此時此刻,兩人的心都飛出了外面去,若是這個時候能安靜的過上兩人的幸福時光那該多好。
晚飯時,黃小悠去打包來醫務室一起吃,吃完後準備下班回去,張若男來了,來找我們問副監獄長怎麼樣子了。
我告訴她,摔下來斷了肋骨,不知道斷了多少根,滿身滿臉是血,有可能內臟臟器受損。
張若男說道:「這女囚下手可真夠狠。
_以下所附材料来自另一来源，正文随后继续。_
PR #6545, opened 2023-11-21
fix(saml): adjust priority to 1010

tzssangglass:
### Description

 

sister PR: https://github.com/Kong/kong-ee/pull/7267

### Testing instructions

Preview link: 

### Checklist 

- [x] Review label added 

### DIFF
--- a/app/_includes/md/plugin-priority.md
+++ b/app/_includes/md/plugin-priority.md
@@ -74,6 +74,7 @@ basic-auth                  | 1100
 openid-connect              | 1050
 hmac-auth                   | 1030
 jwt-signer                  | 1020
+saml                        | 1010
 request-validator           | 999
 websocket-size-limit        | 999
 websocket-validator         | 999
@@ -90,7 +91,6 @@ rate-limiting               | 910
 rate-limiting-advanced      | 910
 graphql-rate-limiting-advanced | 902
 response-ratelimiting       | 900
-saml                        | 900
 oas-validation              | 850
 route-by-header             | 850
 jq                          | 811


windmgc (approved):

mheap:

」
我納悶了:「什麼?女囚扔她下樓的?去她辦公室扔她下來?」
女囚怎麼可能跑出監區,然後又跑去綜合樓,然後又衝進去副監獄長的辦公室扔她下樓?
如果沒有獄警帶,女囚出監區本身就是一件難於上天的事,首先從牢房出來就不容易了,牢房出來還有層層樓棟關卡和閘門,出了樓棟還要出監區幾個門,然後再到總監區的大門,囚犯根本不可能跑出來。
張若男說是在監區裡面發生的,她告訴了我們事情發生經過。
副監獄長帶人進去監區裡面去檢視監區慰問女囚情況,其實這種就是擺拍給上面看,監獄領導帶著大傢伙進去了慰問女囚,給女囚送溫暖,眾人拍照,然後上報紙,就樹立了一個好領導勤快又懂得關愛女囚的正面形象。
本來就是一次普通的慰問,沒想到在第八監區的其中一棟牢房樓出事了,一個重刑犯女囚對監獄不滿心裡積怨已久,剛好副監獄長這次下來慰問,而且慰問也沒有帶給她們實質性的東西,別人在外面下鄉慰問都會給幾百塊紅包,幾袋大米啥的,這種慰問單純就是去做樣子,那個重刑犯女囚一怒之下,在副監獄長一行人轉身離開出去時,猛衝出去一把撞上副監獄長把她推下了樓,她人高馬大,身材壯碩,這一衝的衝力能把副監獄長推下樓。
而那個小牢房樓好巧不巧,也就那一個監室正對門口的走廊防護網開著,也就剛好被女囚從那個開著的防護網視窗推了下來,然後啪嗒一聲,眾人還沒有反應過來,副監獄長就摔成了這樣子了。
搞不好這會死的。
沒想到去巡查一下,都能造成如此嚴重事故,要不說監區是危險禁地,不能隨便進出呢。
而且還是重刑犯監區,那裡邊關的大都是一幫殺人不眨眼的惡魔,人性的惡,在她們身上凸顯得淋漓盡致,包括從基層戰線一路摸爬滾打到這個階層的副監獄長在內,都低估了這些囚犯的惡。
莊子說,凡人心險於山川,難於知天。天猶有春秋冬夏旦暮之期,人者厚貌深情。
人心比山川還要險惡,比預測天象還要艱難。自然界尚有春夏秋冬和早晚變化的規律,可是人卻面容複雜多變情感深深潛藏。
張若男再三勸告我們:「記住了,面對女囚的時候,你們必須要小心謹慎,不然真的會出人命。你永遠不知道那些女囚會做出什麼瘋狂的事。」
這之前在醫務室醫生被刺死的畫面還歷歷在目,我們怎麼敢掉以輕心。
發生了這件事,整個監獄氣氛沉悶壓抑,還好李念回來給我們帶來好訊息,副監獄長搶救過來了,不過還要做手術,沒有半年左右出不了院。
肋骨斷啊,不是小傷啊,這搞不好出人命,就算做手術了,恢復時間也要極為漫長,這下子的話,監獄豈不是群龍無首了嗎?
之前都是副監獄長主持監獄裡面大大小小事,副監獄長不在,我們能找誰?
總監區長?
我不由得有點害怕,因為總監區長跟我們可不對付,若是她掌了大權,我們生殺大權都在她手中,她想怎麼拿捏我們都是十分容易的事了。